▸ BRIEF:
Pick every line from the data that holds the word "rszwajko".

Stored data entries
--------------------------------------------------

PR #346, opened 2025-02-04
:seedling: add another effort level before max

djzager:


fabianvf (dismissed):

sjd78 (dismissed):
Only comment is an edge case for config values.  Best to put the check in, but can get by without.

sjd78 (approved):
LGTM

--------------------------------------------------

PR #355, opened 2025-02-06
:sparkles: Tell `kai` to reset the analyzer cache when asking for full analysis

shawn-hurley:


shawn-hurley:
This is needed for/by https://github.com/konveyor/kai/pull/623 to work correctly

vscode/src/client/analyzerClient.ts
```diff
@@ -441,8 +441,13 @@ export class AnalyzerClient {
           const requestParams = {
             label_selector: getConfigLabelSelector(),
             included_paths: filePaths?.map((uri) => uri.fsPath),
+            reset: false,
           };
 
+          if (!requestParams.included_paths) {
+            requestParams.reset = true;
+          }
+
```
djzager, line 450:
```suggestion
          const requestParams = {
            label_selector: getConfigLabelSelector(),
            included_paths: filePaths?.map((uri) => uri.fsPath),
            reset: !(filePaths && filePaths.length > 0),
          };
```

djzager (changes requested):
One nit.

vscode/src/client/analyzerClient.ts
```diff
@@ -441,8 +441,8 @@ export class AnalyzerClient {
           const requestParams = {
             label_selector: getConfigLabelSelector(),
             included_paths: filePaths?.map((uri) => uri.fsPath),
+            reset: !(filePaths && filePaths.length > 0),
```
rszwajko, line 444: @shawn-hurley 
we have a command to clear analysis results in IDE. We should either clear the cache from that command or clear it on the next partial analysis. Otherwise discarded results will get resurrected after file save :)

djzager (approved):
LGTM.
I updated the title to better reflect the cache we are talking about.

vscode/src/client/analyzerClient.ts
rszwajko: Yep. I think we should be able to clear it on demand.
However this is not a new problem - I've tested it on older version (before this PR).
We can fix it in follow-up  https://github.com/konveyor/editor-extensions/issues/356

--------------------------------------------------

▸ RESPONSE FOR THIS EXERCISE:
rszwajko, line 444: @shawn-hurley 
rszwajko: Yep. I think we should be able to clear it on demand.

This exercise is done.